Орлов и Воронцов менее решительно, но поддержали это мнение. Граф Блудов с жаром высказался против всяких уступок. Он считал возможным при должной настойчивости разгромить всех врагов России, дабы объединить славянский мир под русским двуглавым орлом. Кстати, за стенами Зимнего он не был одинок.
Общественное мнение в России было настроено резко против принятия унизительных пунктов, что называлось «согласием на требования разбойников». Московский профессор Сергей Михайлович Соловьев считал, что падение Севастополя значило не более чем падение Москвы в 1812 году, и тут-то и следовало всем миром навалиться на врагов и выиграть войну, отдав Европе право распоряжаться турецкими делами. В Английском клубе и в частных домах обсуждали возможный ход вещей и полагали, что нельзя нам уступать ни Дунайского устья, ни тем более черноморского флота. Поскольку этого требует Англия, нам надо сблизиться с Францией, пообещав ей в Европе все, чего пожелает.
Историк Михаил Погодин громогласно заявлял, что падение большого колокола с Ивана Великого в день восшествия на престол Александра Николаевича именно и есть знак нашей близкой победы над врагами: колокол этот ранее упал 9 октября 1812 года, когда французы оставили Москву.
Патриотический накал был велик и на берегах Невы. Анна Тютчева рассказала Марии Александровне, как в русском театре, где давали «Дмитрия Донского», сочинение Кукольника, при словах «Ах, лучше смерть в бою, чем мир принять бесчестный!» вся зала разразилась громом рукоплесканий и кликами, так что представление было прервано. Александру Николаевичу об этом же доложил граф Орлов, остававшийся начальником III Отделения. Он предложил арестовать вожаков возмутительной демонстрации.
– За что бы вы их арестовали? – раздраженно спросил царь. – Разве только за то, что они пошли в театр в такое тяжелое время?
Александр Николаевич чувствовал горькое бессилие, догадываясь, какую чашу ему придется испить. Актера в «Дмитрии Донском», советовавшего заключить мир, освистали…
…Блудов говорил долго, азартно рисуя блестящие перспективы.
Орлов грубовато прервал его речь:
– Мы, ваше сиятельство, собрались не затем, чтобы выслушивать сравнения и фразы, не имеющие сейчас ровно никакого значения. Вопрос простой: воевать или кончать войну?
Блудов, поперхнувшись, замолчал.
Собравшиеся в кабинете знали, что вплоть до последнего времени сам Александр считал необходимым продолжение войны до полной победы. В конце минувшего года он распорядился о новом наборе в армию и созыве ополчения. М.Д. Горчаков в приказе по Крымской армии после падения Севастополя говорил о новом характере войны, сравнивая ее с Отечественной войной 1812 года.

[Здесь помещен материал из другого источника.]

PR #245, opened 2021-02-03
First revision of interim FT Witness changes

yogeshbdeshpande:
[WIP] FT Witness work in progress.

### DIFF
--- a/binary_transparency/firmware/api/witness.go
+++ b/binary_transparency/firmware/api/witness.go
@@ -16,13 +16,8 @@ package api
 
 const (
 	//WitnessGetCheckpoint is the path of the URL to get witness checkpoint.
-	WitnessGetCheckpoint = "ft/witness/v0/get-w-checkpoint"
+	WitnessGetCheckpoint = "ft/witness/v0/get-checkpoint"
 )
 
-// WCheckpoint commits to the state of the log.
-type WCheckpoint struct {
-	TreeSize uint64
-	RootHash []byte
-	// The number of nanoseconds since the Unix epoch.
-	TimestampNanos uint64
-}
+//Please refer to LogCheckpoint structure in http.go for the CheckPoint returned.
+//Semantics for LogCheckpoint is identical between FT log and Witness
--- a/binary_transparency/firmware/api/witness.go
+++ b/binary_transparency/firmware/api/witness.go
@@ -1,4 +1,4 @@
-// Copyright 2020 Google LLC. All Rights Reserved.
+// Copyright 2021 Google LLC. All Rights Reserved.
 //
 // Licensed under the Apache License, Version 2.0 (the "License");
 // you may not use this file except in compliance with the License.
@@ -15,9 +15,9 @@
 package api
 
 const (
-	//WitnessGetCheckpoint is the path of the URL to get witness checkpoint.
+	// WitnessGetCheckpoint is the path of the URL to get witness checkpoint.
 	WitnessGetCheckpoint = "ft/witness/v0/get-checkpoint"
 )
 
-//Please refer to LogCheckpoint structure in http.go for the CheckPoint returned.
-//Semantics for LogCheckpoint is identical between FT log and Witness
+// Please refer to LogCheckpoint structure in http.go for the CheckPoint returned.
+// Semantics for LogCheckpoint is identical between FT log and Witness
--- a/binary_transparency/firmware/api/witness.go
+++ b/binary_transparency/firmware/api/witness.go
@@ -1,0 +1,28 @@
+// Copyright 2020 Google LLC. All Rights Reserved.
+//
+// Licensed under the Apache License, Version 2.0 (the "License");
+// you may not use this file except in compliance with the License.
+// You may obtain a copy of the License at
+//
+//     http://www.apache.org/licenses/LICENSE-2.0
+//
+// Unless required by applicable law or agreed to in writing, software
+// distributed under the License is distributed on an "AS IS" BASIS,
+// WITHOUT WARRANTIES OR CONDITIONS OF ANY KIND, either express or implied.
+// See the License for the specific language governing permissions and
+// limitations under the License.
+
+package api
+
+const (
+	//WitnessGetCheckpoint is the path of the URL to get witness checkpoint.
+	WitnessGetCheckpoint = "ft/witness/v0/get-w-checkpoint"
+)
+
+// WCheckpoint commits to the state of the log.
+type WCheckpoint struct {
+	TreeSize uint64
+	RootHash []byte
+	// The number of nanoseconds since the Unix epoch.
+	TimestampNanos uint64
+}
--- a/binary_transparency/firmware/cmd/ft_witness/impl/ft_witness.go
+++ b/binary_transparency/firmware/cmd/ft_witness/impl/ft_witness.go
@@ -1,4 +1,4 @@
-// Copyright 2020 Google LLC. All Rights Reserved.
+// Copyright 2021 Google LLC. All Rights Reserved.
 //
 // Licensed under the Apache License, Version 2.0 (the "License");
 // you may not use this file except in compliance with the License.
@@ -13,8 +13,7 @@
 // limitations under the License.
 
 // Package impl is the implementation of the Firmware Transparency witness server.
-// This requires a Trillian instance to be reachable via gRPC and a tree to have
-// been provisioned.
+// This requires a FT Log to be running at a known address.
 package impl
 
 import (
@@ -40,13 +39,13 @@ type WitnessOpts struct {
 	PollInterval time.Duration
 }
 
-//Main kickstarts the witness
+// Main kickstarts the witness
 func Main(ctx context.Context, opts WitnessOpts) error {
 	if len(opts.WSFile) == 0 {
 		return errors.New("Witness Store file is required")
 	}
 
-	ws, err := ws.NewWstorage(opts.WSFile)
+	ws, err := ws.NewStorage(opts.WSFile)
 	if err != nil {
 		return fmt.Errorf("failed to connect witness store: %w", err)
 	}
--- a/binary_transparency/firmware/cmd/ft_witness/impl/ft_witness.go
+++ b/binary_transparency/firmware/cmd/ft_witness/impl/ft_witness.go
@@ -40,7 +40,7 @@ type WitnessOpts struct {
 	PollInterval time.Duration
 }
 
-//Main kick starts the server
+//Main kickstarts the witness
 func Main(ctx context.Context, opts WitnessOpts) error {
 	if len(opts.WSFile) == 0 {
 		return errors.New("Witness Store file is required")
@@ -52,12 +52,12 @@ func Main(ctx context.Context, opts WitnessOpts) error {
 	}
 
 	glog.Infof("Starting FT witness server...")
-	srv := ih.NewServer(ws)
+	witness := ih.NewWitness(ws, opts.FtLogURL, opts.PollInterval)
 	r := mux.NewRouter()
-	srv.RegisterHandlers(r)
+	witness.RegisterHandlers(r)
 
-	// TO DO Check the context parameter in the API correctly.
-	go srv.PollFTLog(ctx, opts.FtLogURL, opts.PollInterval)
+	go witness.Poll(ctx)
+
 	hServer := &http.Server{
 		Addr:    opts.ListenAddr,
 		Handler: r,
--- a/binary_transparency/firmware/cmd/ft_witness/impl/ft_witness.go
+++ b/binary_transparency/firmware/cmd/ft_witness/impl/ft_witness.go
@@ -1,0 +1,74 @@
+// Copyright 2020 Google LLC. All Rights Reserved.
+//
+// Licensed under the Apache License, Version 2.0 (the "License");
+// you may not use this file except in compliance with the License.
+// You may obtain a copy of the License at
+//
+//     http://www.apache.org/licenses/LICENSE-2.0
+//
+// Unless required by applicable law or agreed to in writing, software
+// distributed under the License is distributed on an "AS IS" BASIS,
+// WITHOUT WARRANTIES OR CONDITIONS OF ANY KIND, either express or implied.
+// See the License for the specific language governing permissions and
+// limitations under the License.
+
+// Package impl is the implementation of the Firmware Transparency witness server.
+// This requires a Trillian instance to be reachable via gRPC and a tree to have
+// been provisioned.
+package impl
+
+import (
+	"context"
+	"errors"
+	"fmt"
+	"net/http"
+	"time"
+
+	"github.com/golang/glog"
+	ih "github.com/google/trillian-examples/binary_transparency/firmware/cmd/ft_witness/internal/http"
+	"github.com/google/trillian-examples/binary_transparency/firmware/cmd/ft_witness/internal/ws"
+	"github.com/gorilla/mux"
+
+	_ "github.com/google/trillian/merkle/rfc6962" // Load hashers
+)
+
+// WitnessOpts encapsulates options for running an FT witness.
+type WitnessOpts struct {
+	ListenAddr   string
+	WSFile       string
+	FtLogURL     string
+	PollInterval time.Duration
+}
+
+//Main kick starts the server
+func Main(ctx context.Context, opts WitnessOpts) error {
+	if len(opts.WSFile) == 0 {
+		return errors.New("Witness Store file is required")
+	}
+
+	ws, err := ws.NewWstorage(opts.WSFile)
+	if err != nil {
+		return fmt.Errorf("failed to connect witness store: %w", err)
+	}
+
+	glog.Infof("Starting FT witness server...")
+	srv := ih.NewServer(ws)
+	r := mux.NewRouter()
+	srv.RegisterHandlers(r)
+
+	// TO DO Check the context parameter in the API correctly.
+	go srv.PollFTLog(ctx, opts.FtLogURL, opts.PollInterval)
+	hServer := &http.Server{
+		Addr:    opts.ListenAddr,
+		Handler: r,
+	}
+	e := make(chan error, 1)
+	go func() {
+		e <- hServer.ListenAndServe()
+		close(e)
+	}()
+	<-ctx.Done()
+	glog.Info("Server shutting down")
+	hServer.Shutdown(ctx)
+	return <-e
+}
--- a/binary_transparency/firmware/cmd/ft_witness/impl/ft_witness.go
+++ b/binary_transparency/firmware/cmd/ft_witness/impl/ft_witness.go
@@ -51,7 +51,10 @@ func Main(ctx context.Context, opts WitnessOpts) error {
 	}
 
 	glog.Infof("Starting FT witness server...")
-	witness := ih.NewWitness(ws, opts.FtLogURL, opts.PollInterval)
+	witness, err := ih.NewWitness(ws, opts.FtLogURL, opts.PollInterval)
+	if err != nil {
+		return fmt.Errorf("failed to create new witness: %w", err)
+	}
 	r := mux.NewRouter()
 	witness.RegisterHandlers(r)
 
--- a/binary_transparency/firmware/cmd/ft_witness/internal/http/server.go
+++ b/binary_transparency/firmware/cmd/ft_witness/internal/http/server.go
@@ -1,0 +1,143 @@
+// Copyright 2020 Google LLC. All Rights Reserved.
+//
+// Licensed under the Apache License, Version 2.0 (the "License");
+// you may not use this file except in compliance with the License.
+// You may obtain a copy of the License at
+//
+//     http://www.apache.org/licenses/LICENSE-2.0
+//
+// Unless required by applicable law or agreed to in writing, software
+// distributed under the License is distributed on an "AS IS" BASIS,
+// WITHOUT WARRANTIES OR CONDITIONS OF ANY KIND, either express or implied.
+// See the License for the specific language governing permissions and
+// limitations under the License.
+
+// Package http contains private implementation details for the FirmwareTransparency witness server.
+package http
+
+import (
+	"context"
+	"encoding/json"
+	"fmt"
+	"net/http"
+	"net/url"
+	"time"
+
+	"github.com/golang/glog"
+	"github.com/google/trillian-examples/binary_transparency/firmware/api"
+	"github.com/google/trillian-examples/binary_transparency/firmware/internal/client"
+	"github.com/google/trillian-examples/binary_transparency/firmware/internal/verify"
+	"github.com/gorilla/mux"
+	"google.golang.org/grpc/codes"
+	"google.golang.org/grpc/status"
+)
+
+// WS is the interface to the  Witness Store, for storage of latest checkpoint
+type WS interface {
+	// Store puts the checkpoint into Witness Store
+	StoreCP(wcp api.LogCheckpoint) error
+
+	// Retrieve gets the stored checkpoint.
+	// Must return status code NotFound if no such checkpoint exists.
+	RetrieveCP() (api.LogCheckpoint, error)
+}
+
+// Server is the core state & handler implementation of the FT Witness
+type Server struct {
+	ws WS
+}
+
+// NewServer creates a new server.
+func NewServer(ws WS) *Server {
+	return &Server{
+		ws: ws,
+	}
+}
+
+// getWcheckpoint returns a checkpoint which is registered with witness
+func (s *Server) getWcheckpoint(w http.ResponseWriter, r *http.Request) {
+	checkpoint, err := s.ws.RetrieveCP()
+	if err != nil {
+		http.Error(w, err.Error(), httpStatusForErr(err))
+		return
+	}
+
+	js, err := json.Marshal(checkpoint)
+	if err != nil {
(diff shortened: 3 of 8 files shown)


binary_transparency/firmware/api/witness.go
```diff
@@ -0,0 +1,28 @@
...
+
+package api
+
+const (
+	//WitnessGetCheckpoint is the path of the URL to get witness checkpoint.
+	WitnessGetCheckpoint = "ft/witness/v0/get-w-checkpoint"
+)
+
+// WCheckpoint commits to the state of the log.
+type WCheckpoint struct {
```
mhutchinson, line 23: I'm not sure this is needed, I think a `LogCheckpoint` will be sufficient. We'll want the log signature to be passed around when that is implemented.

binary_transparency/firmware/api/witness.go
```diff
@@ -0,0 +1,28 @@
...
+// distributed under the License is distributed on an "AS IS" BASIS,
+// WITHOUT WARRANTIES OR CONDITIONS OF ANY KIND, either express or implied.
+// See the License for the specific language governing permissions and
+// limitations under the License.
+
+package api
+
+const (
+	//WitnessGetCheckpoint is the path of the URL to get witness checkpoint.
+	WitnessGetCheckpoint = "ft/witness/v0/get-w-checkpoint"
```
mhutchinson, line 19:
```suggestion
	WitnessGetCheckpoint = "ft/witness/v0/get-checkpoint"
```

binary_transparency/firmware/cmd/ft_witness/impl/ft_witness.go
```diff
@@ -0,0 +1,74 @@
...
+
+// WitnessOpts encapsulates options for running an FT witness.
+type WitnessOpts struct {
+	ListenAddr   string
+	WSFile       string
+	FtLogURL     string
+	PollInterval time.Duration
+}
+
+//Main kick starts the server
```
mhutchinson, line 43:
```suggestion
// Main kickstarts the server
```

binary_transparency/firmware/cmd/ft_witness/internal/http/server.go
```diff
@@ -0,0 +1,143 @@
...
+	"github.com/google/trillian-examples/binary_transparency/firmware/api"
+	"github.com/google/trillian-examples/binary_transparency/firmware/internal/client"
+	"github.com/google/trillian-examples/binary_transparency/firmware/internal/verify"
+	"github.com/gorilla/mux"
+	"google.golang.org/grpc/codes"
+	"google.golang.org/grpc/status"
+)
+
+// WS is the interface to the  Witness Store, for storage of latest checkpoint
+type WS interface {
```
mhutchinson, line 36: I feel like `WS` is a little opaque. CAS is a known acronym but this isn't. `WitnessStore` isn't too wordy.

binary_transparency/firmware/cmd/ft_witness/internal/http/server.go
```diff
@@ -0,0 +1,143 @@
...
+
+// NewServer creates a new server.
+func NewServer(ws WS) *Server {
+	return &Server{
+		ws: ws,
+	}
+}
+
+// getWcheckpoint returns a checkpoint which is registered with witness
+func (s *Server) getWcheckpoint(w http.ResponseWriter, r *http.Request) {
```
mhutchinson, line 58:
```suggestion
func (s *Server) getCheckpoint(w http.ResponseWriter, r *http.Request) {
```

binary_transparency/firmware/cmd/ft_witness/internal/http/server.go
```diff
@@ -0,0 +1,143 @@
...
+	// unreachable
+}
+
+// RegisterHandlers registers HTTP handlers for firmware transparency endpoints.
+func (s *Server) RegisterHandlers(r *mux.Router) {
+	r.HandleFunc(fmt.Sprintf("/%s", api.WitnessGetCheckpoint), s.getWcheckpoint).Methods("GET")
+}
+
+// PollFTLog periodically polls the FT log for updating the witness checkpoint.
+func (s *Server) PollFTLog(ctx context.Context, LogURL string, PollInterval time.Duration) error {
```
mhutchinson, line 93: This method stands out as a bit unusual in this context within a class that is nominally a http server. I suggest the following:
 * Rename this from server.go to witness.go and similarly with the `Server` type to `Witness`
 * Add the log URL and interval to the `Witness` struct
 * This method can then be renamed to `StartPolling` or similar

At the moment this method is only really here so that it can borrow the DB connection to write the results to. It's also begging someone to call it multiple times with different log URLs or intervals and bad things will happen.

binary_transparency/firmware/cmd/ft_witness/internal/http/server.go
```diff
@@ -0,0 +1,143 @@
...
+	}
+	// unreachable
+}
+
+// RegisterHandlers registers HTTP handlers for firmware transparency endpoints.
+func (s *Server) RegisterHandlers(r *mux.Router) {
+	r.HandleFunc(fmt.Sprintf("/%s", api.WitnessGetCheckpoint), s.getWcheckpoint).Methods("GET")
+}
+
+// PollFTLog periodically polls the FT log for updating the witness checkpoint.
```
mhutchinson, line 92: Comment should be clear that this only returns on error (it doesn't start its own polling thread)

binary_transparency/firmware/cmd/ft_witness/internal/http/server.go
mhutchinson, line 93:
```suggestion
func (s *Server) PollFTLog(ctx context.Context, logURL string, pollInterval time.Duration) error {
```

mhutchinson (commented):
The shape of this looks broadly as expected. I've put some comments on things that jumped out. Thanks!

binary_transparency/firmware/api/witness.go
yogeshbdeshpande: Agree, I will also add a comment to refer to LogCheckpoint for reference to what is returned and been symentically similar interface

binary_transparency/firmware/cmd/ft_witness/impl/ft_witness.go
yogeshbdeshpande: Done!

binary_transparency/firmware/cmd/ft_witness/internal/http/server.go
yogeshbdeshpande: Done!

binary_transparency/firmware/api/witness.go
```diff
@@ -0,0 +1,23 @@
...
+// Unless required by applicable law or agreed to in writing, software
+// distributed under the License is distributed on an "AS IS" BASIS,
+// WITHOUT WARRANTIES OR CONDITIONS OF ANY KIND, either express or implied.
+// See the License for the specific language governing permissions and
+// limitations under the License.
+
+package api
+
+const (
+	//WitnessGetCheckpoint is the path of the URL to get witness checkpoint.
```
mhutchinson, line 18: nit: Comments in Go should have a space between the `//` and the text. This applies throughout the PR but I'll only comment on it this once to save us both a lot of writing and reading!

binary_transparency/firmware/cmd/ft_witness/impl/ft_witness.go
```diff
@@ -0,0 +1,74 @@
...
+//
+// Unless required by applicable law or agreed to in writing, software
+// distributed under the License is distributed on an "AS IS" BASIS,
+// WITHOUT WARRANTIES OR CONDITIONS OF ANY KIND, either express or implied.
+// See the License for the specific language governing permissions and
+// limitations under the License.
+
+// Package impl is the implementation of the Firmware Transparency witness server.
+// This requires a Trillian instance to be reachable via gRPC and a tree to have
+// been provisioned.
```
mhutchinson, line 17: This comment about Trillian and trees seems a bit odd. It's technically true, but at this layer in the stack we should just be talking about an FT Log running at a known address.

binary_transparency/firmware/cmd/ft_witness/impl/ft_witness.go
```diff
@@ -0,0 +1,74 @@
...
+	PollInterval time.Duration
+}
+
+//Main kickstarts the witness
+func Main(ctx context.Context, opts WitnessOpts) error {
+	if len(opts.WSFile) == 0 {
+		return errors.New("Witness Store file is required")
+	}
+
+	ws, err := ws.NewWstorage(opts.WSFile)
```
mhutchinson, line 49: This reads oddly to me. I think `NewStorage` is good enough given the package.

binary_transparency/firmware/api/witness.go
```diff
@@ -0,0 +1,23 @@
+// Copyright 2020 Google LLC. All Rights Reserved.
```
mhutchinson, line 1: super nit: the dates in the new files should be 2021.

binary_transparency/firmware/cmd/ft_witness/internal/ws/store.go
```diff
@@ -0,0 +1,105 @@
...
+	}
+	return ws, ws.init()
+}
+
+// init creates the file storage
+func (ws *Wstorage) init() error {
+	// Check if the file exists, if not create one
+	f, err := os.OpenFile(ws.fp, os.O_RDWR|os.O_CREATE, os.ModePerm)
+	if err != nil {
+		log.Fatal(err)
```
mhutchinson, line 53: The error handling in this file seems to have been neglected. There are a lot of `log.Fatal` which shouldn't be happening here in the stack.

binary_transparency/firmware/cmd/ft_witness/internal/ws/store.go
```diff
@@ -0,0 +1,105 @@
...
+	}
+	if err := f.Close(); err != nil {
+		log.Fatal(err)
+	}
+	return err
+}
+
+// RetrieveCP gets the checkpoint previously stored.
+func (ws *Wstorage) RetrieveCP() (api.LogCheckpoint, error) {
```
mhutchinson, line 89: Remember that this method needs to return `NotFound` as per its API.

Suggest some tests for error conditions would be useful.

binary_transparency/firmware/cmd/ft_witness/internal/http/witness.go
```diff
@@ -0,0 +1,155 @@
...
+}
+
+// RegisterHandlers registers HTTP handlers for firmware transparency endpoints.
+func (s *Witness) RegisterHandlers(r *mux.Router) {
+	r.HandleFunc(fmt.Sprintf("/%s", api.WitnessGetCheckpoint), s.getCheckpoint).Methods("GET")
+}
+
+// Poll periodically polls the FT log for updating the witness checkpoint.
+func (s *Witness) Poll(ctx context.Context) error {
+
```
mhutchinson, line 98: nit: blank line not needed

binary_transparency/firmware/cmd/ft_witness/internal/http/witness.go
```diff
@@ -0,0 +1,155 @@
...
+	ticker := time.NewTicker(s.pollInterval)
+	ftURL, err := url.Parse(s.logURL)
+	if err != nil {
+		return fmt.Errorf("failed to parse FT log URL: %w", err)
+	}
```
mhutchinson, line 103: optional: consider parsing this in `NewWitness`. I prefer to fail fast on obviously bad input.

binary_transparency/firmware/cmd/ft_witness/internal/http/witness.go
```diff
@@ -0,0 +1,155 @@
...
+	glog.Infof("Polling FT log %q...", ftURL)
+	c := client.ReadonlyClient{LogURL: ftURL}
+	lv := verify.NewLogVerifier()
+	for {
+
```
mhutchinson, line 108: nit: another blank line after an opening brace.

binary_transparency/firmware/cmd/ft_witness/internal/http/witness.go
```diff
@@ -0,0 +1,155 @@
...
+		wcp, err := s.ws.RetrieveCP()
+		if err != nil {
+			glog.Warningf("Failed to retrieve store logcheckpoint: %q", err)
+			continue
+		}
```
mhutchinson, line 113: On the face of it, this fills me with dread. If there is an error getting the checkpoint, this is going to get stuck in a permaloop spamming the logs. What am I missing?

binary_transparency/firmware/cmd/ft_witness/internal/http/witness.go
```diff
@@ -0,0 +1,155 @@
...
+		return fmt.Errorf("failed to parse FT log URL: %w", err)
+	}
+	glog.Infof("Polling FT log %q...", ftURL)
+	c := client.ReadonlyClient{LogURL: ftURL}
+	lv := verify.NewLogVerifier()
+	for {
+
+		wcp, err := s.ws.RetrieveCP()
+		if err != nil {
+			glog.Warningf("Failed to retrieve store logcheckpoint: %q", err)
```
mhutchinson, line 111:
```suggestion
			glog.Warningf("Failed to retrieve stored logcheckpoint: %q", err)
```

binary_transparency/firmware/cmd/ft_witness/internal/http/witness.go
```diff
@@ -0,0 +1,155 @@
...
+
+		select {
+		case <-ticker.C:
+			//
+		case <-ctx.Done():
+			return ctx.Err()
+		}
+		cp, err := c.GetCheckpoint()
+		if err != nil {
+			glog.Warningf("Failed to update LogCheckpoint: %q", err)
```
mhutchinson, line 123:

Киселев обратил внимание на то, что в случае проигрыша новой кампании Россия может лишиться Финляндии, Кавказа и Польши.
Совещание отвергло мнение Блудова и высказалось за принятие четырех пунктов.
Но когда спустя десять дней Александр Михайлович Горчаков сообщил этот ответ графу Буолю, австрийский министр сразу отказался принять его для передачи в Париж и Лондон. Буоль сообщил о решении Франца Иосифа: если Россия не принимает всех пяти пунктов, Австрия объявляет ей войну. Окончательной ответ следовало дать через шесть дней.
На новом совещании в Зимнем дворце 3 января 1856 года в несколько расширенном составе большинство столь же решительно высказалось за принятие австрийского ультиматума.
Ожесточенная борьба вокруг западных требований имела в то время для нового государя значение существенно большее, чем только дипломатическое. Александр Николаевич не просто погрузился в глубины мировой политики, познавал ее грубые законы. Он в полной мере узнал, что такое общественное мнение, соразмерил, каково идти наперекор этому мнение, если оно ошибочно. Иначе говоря, то была для него проба сил перед началом реформ.
Итак, в Париже начались переговоры, главным представителем от России на них был назначен граф Алексей Федорович Орлов. К нему были прикомандированы в качестве первого и главного помощника – барон Бруннов, старый и опытный русский дипломат, многолетний посол в Лондоне, а еще – молодые и многообещающие Петр Шувалов, Петр Альбединский и граф Николай Левашов. Последняя троица столько же была полезна для депеш, меморандумов, встреч и проводов иностранных контрагентов, сколько для поддержания необходимого антуража русской делегации. Все трое были высоки, красивы той холодной и картинной красотой, которая была в моде в царствование Николая Павловича.